An Abductive Platform for Salient Neurons Identification

Christian D'Errico

In the broad spectrum of artificial intelligence systems, neural networks stand out as models with significant predictive capabilities. However, they simultaneously exhibit a low degree of interpretability. Their use in decision support processes has prompted researchers and policymakers worldwide to introduce regulations aimed at ensuring transparency and adherence to ethical principles in the design of these systems: this has led to the development of various approaches aimed at understanding their functioning.

This work focuses on constructing a platform that leverages the potential offered by abductive reasoning to identify the salient neurons of a neural network. The goal is to identify those neurons that activate significantly during the execution of specific tasks to better understand the features detected by the neural network and identify any anomalies in learning. Additionally, identifying crucial neurons can enable model optimization, while pinpointing less influential ones can allow for the simplification of its structure.

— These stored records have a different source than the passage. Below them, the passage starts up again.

PR #19395, opened 2021-02-10
[LTS fix] only return empty href when LinkTo href generation throws error

xg-wang:
## Summary
In 3.24.0-3.24.2 we made changes to let LinkTo href generation returns
empty when initial transition is not started. This is not true and
causing regression on the super-rental tutorial https://github.com/ember-learn/super-rentals-tutorial/pull/176.

In previous tutorials, the LinkTo component will return empty href when
`this.owner.setupRouter()` is not called. It generates valid href if
`setupRouter()` is called and complete model are passed for dynamic
segments.

In our previous changes, we removed the requirement to call
`setupRouter`, and always return empty href when initial transition is
not started. This is not expected when passing complete dynamic segments
without initial transition.

## Test done
I linked the fix and `super-rentals-tutorials` pass test

### DIFF
--- a/packages/@ember/-internals/routing/lib/services/routing.ts
+++ b/packages/@ember/-internals/routing/lib/services/routing.ts
@@ -52,25 +52,28 @@ export default class RoutingService extends Service {
     this.router._prepareQueryParams(routeName, models, queryParams);
   }
 
-  generateURL(routeName: string, models: {}[], queryParams: {}) {
-    let router = this.router;
-    try {
-      let visibleQueryParams = {};
-      if (queryParams) {
-        assign(visibleQueryParams, queryParams);
-        this.normalizeQueryParams(routeName, models, visibleQueryParams as QueryParam);
-      }
+  _generateURL(routeName: string, models: {}[], queryParams: {}) {
+    let visibleQueryParams = {};
+    if (queryParams) {
+      assign(visibleQueryParams, queryParams);
+      this.normalizeQueryParams(routeName, models, visibleQueryParams as QueryParam);
+    }
 
-      return router.generate(routeName, ...models, {
-        queryParams: visibleQueryParams,
-      });
-    } catch (e) {
+    return this.router.generate(routeName, ...models, {
+      queryParams: visibleQueryParams,
+    });
+  }
+
+  generateURL(routeName: string, models: {}[], queryParams: {}) {
+    if (this.router._initialTransitionStarted) {
+      return this._generateURL(routeName, models, queryParams);
+    } else {
       // Swallow error when transition has not started.
       // When rendering in tests without visit(), we cannot infer the route context which <LinkTo/> needs be aware of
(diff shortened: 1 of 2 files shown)


packages/@ember/-internals/routing/lib/services/routing.ts
```diff
@@ -54,21 +54,25 @@ export default class RoutingService extends Service {
...
+        queryParams: visibleQueryParams,
+      });
+    } catch (e) {
+      // Swallow error when transition has not started.
+      // When rendering in tests without visit(), we cannot infer the route context which <LinkTo/> needs be aware of
+      if (!router._initialTransitionStarted) {
+        return;
+      } else {
+        throw e;
+      }
```
rwjblue, line 74: Let's avoid the try/catch when we have started a transition, if we don't do that we break the ability to use the "break on uncaught exception" in the devtools.

I think a plausible solution here is something like:

```js
_generateURL(routeName: string, models: {}[], queryParams: {}) {

}

generateURL(routeName: string, models: {}[], queryParams: {}) {
  let router = this.router;

  if (router._initialTransitionStarted) {
    try {
      return this._generateURL(routeName, models, queryParams);
    } catch (error) {
      return;
    }
  } else {
    return this._generateURL(routeName, models, queryParams);
  }
}
```

rwjblue (changes requested):

rwjblue (approved):

rwjblue:
Very bizarre failure on IE11:

```
not ok 8 IE 11.0 - [98 ms] - Components test: <Input @type='checkbox' />:  sends an action with `<Input EVENT={{action "foo"}} />` for native DOM events
    ---
        actual: >
            touchstart,touchmove,touchend,touchcancel,keydown,keyup,keypress,mousedown,mouseup,contextmenu,change,click,dblclick,submit,input,change,dragstart,drag,dragenter,dragleave,dragover,drop,dragend,focusin
        expected: >
            touchstart,touchmove,touchend,touchcancel,keydown,keyup,keypress,mousedown,mouseup,contextmenu,change,click,dblclick,submit,input,change,dragstart,drag,dragenter,dragleave,dragover,drop,dragend
        stack: >
```

I'm going to restart CI as I don't _think_ any code in `<LinkTo />` should affect `<Input />` tests..

chancancode:
@xg-wang @rwjblue Is this what's causing the tutorial build to fail? https://github.com/ember-learn/super-rentals-tutorial/runs/1891443801?check_suite_focus=true#step:11:2684

If so, do you mind triggering a build on the tutorial after this went out to release/beta (Monday probably?) to confirm that it fixed the issue? You can go find the latest cron job that failed (e.g. https://github.com/ember-learn/super-rentals-tutorial/actions/runs/562659205) and click "Re-run jobs". If it won't let you, you can open a PR with an empty or trivial commit to force a build on the PR itself and close it after it ran successfully.

/cc @kategengler as well

Issue #19393, opened 2021-02-10
[Bug] Incorrect "import htmlSafe from '@ember/string'" deprecation warning when importing from '@ember/template' 


urbany:
Hi everyone, after upgrating to latest stable ember-source@3.25.1 I'm getting:

> DEPRECATION: Importing htmlSafe from '@ember/string' is deprecated. Please import htmlSafe from '@ember/template' instead. [deprecation id: ember-string.htmlsafe-ishtmlsafe]

the thing is my helper is importing correctly:
`import { htmlSafe } from '@ember/template';
`
but when i check the compiled version on the browser it is compiling to:
`Ember.String.htmlSafe`

which is triggering the deprecation warning.

@locks suggested on Discord it might be related to https://github.com/ember-cli/ember-rfc176-data needing an update

locks:
We seem to have missed some necessary work for the correct implementation of the deprecation. I will be using this comment to track the necessary work.

## Tracking

- [ ] Nerf deprecation in a patch
- [ ] export non-deprecated `htmlSafe` and `isHTMLSafe` from a private namespace in the `Ember` global, e.g. `Ember._Template`
- [ ] figure out how to have per-Ember version mappings in ember-rfc176-data
- [ ] incorporate change in [babel-plugin-ember-modules-api-polyfill](https://github.com/ember-cli/babel-plugin-ember-modules-api-polyfill) and [ember-cli-babel](https://github.com/babel/ember-cli-babel)
- [ ] re-introduce deprecations for `htmlSafe` and `isHTMLSafe`
  - [ ] make sure that `String.prototype.htmlSafe` is deprecated

jamescdavis:
As the person who did the [original deprecation PR](https://github.com/emberjs/ember.js/pull/19339), I apologize for the inconvenience!

nadnoslen:
Not that big of a deal @jamescdavis 😉

DLiblik:
> Not that big of a deal @jamescdavis 😉

Tell that to our CI server test logger LOL... just found this out today when our log files went super-nova recently

All good!

PR #19396, opened 2021-02-11
[BUGFIX release] Revert deprecation of htmlSafe and isHTMLSafe

locks:
Starts addressing https://github.com/emberjs/ember.js/issues/19393.

### DIFF
--- a/packages/ember/index.js
+++ b/packages/ember/index.js
@@ -598,7 +598,7 @@ if (EMBER_MODERNIZED_BUILT_IN_COMPONENTS) {
           `Using Ember.${name} or importing from '${path}' has been deprecated, install the ` +
             `\`ember-legacy-built-in-components\` addon and use \`import { ${name} } from ` +
             `'ember-legacy-built-in-components';\` instead`,
-          true,
+          false,
           {
             id: 'ember.legacy-built-in-components',
             until: '4.0.0',
--- a/packages/ember/index.js
+++ b/packages/ember/index.js
@@ -598,7 +598,7 @@ if (EMBER_MODERNIZED_BUILT_IN_COMPONENTS) {
           `Using Ember.${name} or importing from '${path}' has been deprecated, install the ` +
             `\`ember-legacy-built-in-components\` addon and use \`import { ${name} } from ` +
             `'ember-legacy-built-in-components';\` instead`,
-          false,
+          true,
           {
             id: 'ember.legacy-built-in-components',
             until: '4.0.0',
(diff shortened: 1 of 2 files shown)


packages/ember/index.js
```diff
@@ -652,42 +659,6 @@ if (EMBER_GLIMMER_INVOKE_HELPER) {
...
-  },
-});
-Object.defineProperty(Ember.String, 'isHTMLSafe', {
-  enumerable: true,
-  configurable: true,
-  get() {
-    deprecateImportFromString('isHTMLSafe');
-    return isHTMLSafe;
-  },
-});
```
rwjblue, line 689: Hmm, don't we still need these properties? Were they already there?

locks: I moved them up with the rest of of the `Ember.String` methods: https://github.com/emberjs/ember.js/pull/19396/files#diff-2f99d92a23bae60fccaee9fcfeda8b77ca73723657662cfadfa4d82751045e14R453.
Since we're not calling the deprecation method, I thought they could all be assigned together.

rwjblue: D'oh! Sorry about that, I totally missed it in the diff.

> Since we're not calling the deprecation method, I thought they could all be assigned together.

I think that maybe it would be better to keep the infra around for the deprecation, and change the `deprecateImportFromString` to pass `true` to deprecate (with a nice comment explaining that it needs to be changed back to `false` when we have addressed that issue).

packages/ember/index.js
```diff
@@ -652,42 +659,6 @@ if (EMBER_GLIMMER_INVOKE_HELPER) {
...
-if (ENV.EXTEND_PROTOTYPES.String) {
-  String.prototype.htmlSafe = function () {
-    return htmlSafe(this);
-  };
-}
-const deprecateImportFromString = function (
-  name,
-  message = `Importing ${name} from '@ember/string' is deprecated. Please import ${name} from '@ember/template' instead.`
-) {
-  deprecate(message, false, {
```
rwjblue, line 664: I was thinking you could leave all the code, but change this to `true` with a nice comment...

That would make it really easy to bring it back

locks: Totally forgot about that flag 🤦

locks:
I tried making the tests into `todos` but it didn't work 😭

rwjblue (approved):

jordpo:
@rwjblue can we get a patch for 3.25 or should we just wait for 3.26?

chancancode:
Yes we plan on back porting this

Issue #19353, opened 2021-01-23
[Bug] Optional chaining not transpiled for node/FastBoot


simonihmig:
### 🐞 Describe the Bug

The Ember code base contains instances of optional chaining, in this case it' about [this line](https://github.com/emberjs/ember.js/blob/c12e918edbcdc3fc3f42e8677742ec4bcecec00c/packages/%40ember/-internals/runtime/lib/mixins/array.js#L1350). Although targets have been properly defined (`node: 'current'`), when running a fresh new app with FastBoot in node 10, this does not get transpiled as expected, and FastBoot throws.

### 🔬 Minimal Reproduction

Here is a reproduction: https://github.com/simonihmig/ember-transpilation-reproduction. This is basically a fresh new 3.24 app, with `ember-cli-fastboot` installed and `targets.js` updated for node.

Make sure you are using node 10 (pinned for `volta`), then run `yarn start` to see the FastBoot error

### 😕 Actual Behavior

Optional chaining should get transpiled for node 10, which does not support it. But it does not, and node 10 throws this when running the app in FastBoot:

Building upon previous research by Alexey Ignatiev and his team, this work extends the approach proposed in the paper "Abduction-Based Explanations for Machine Learning Models", a technique that, through mixed-integer linear programming (MILP), obtains a coding of the neural model within a set of decision problem constraints. A solver (oracle), capable of responding to entailment queries, provides minimal explanations for the predictions made by the target model. Specifically, this study involves the analysis of convolutional models for image classification, whose complexity overcomes that of the models in the original work, rather simplified, single-layer feedforward networks with a modest number of nodes.
The results highlight the applicability of abductive reasoning for identifying salient neurons and demonstrate how the proposed approach offers new perspectives for understanding complex models and improving their interpretability.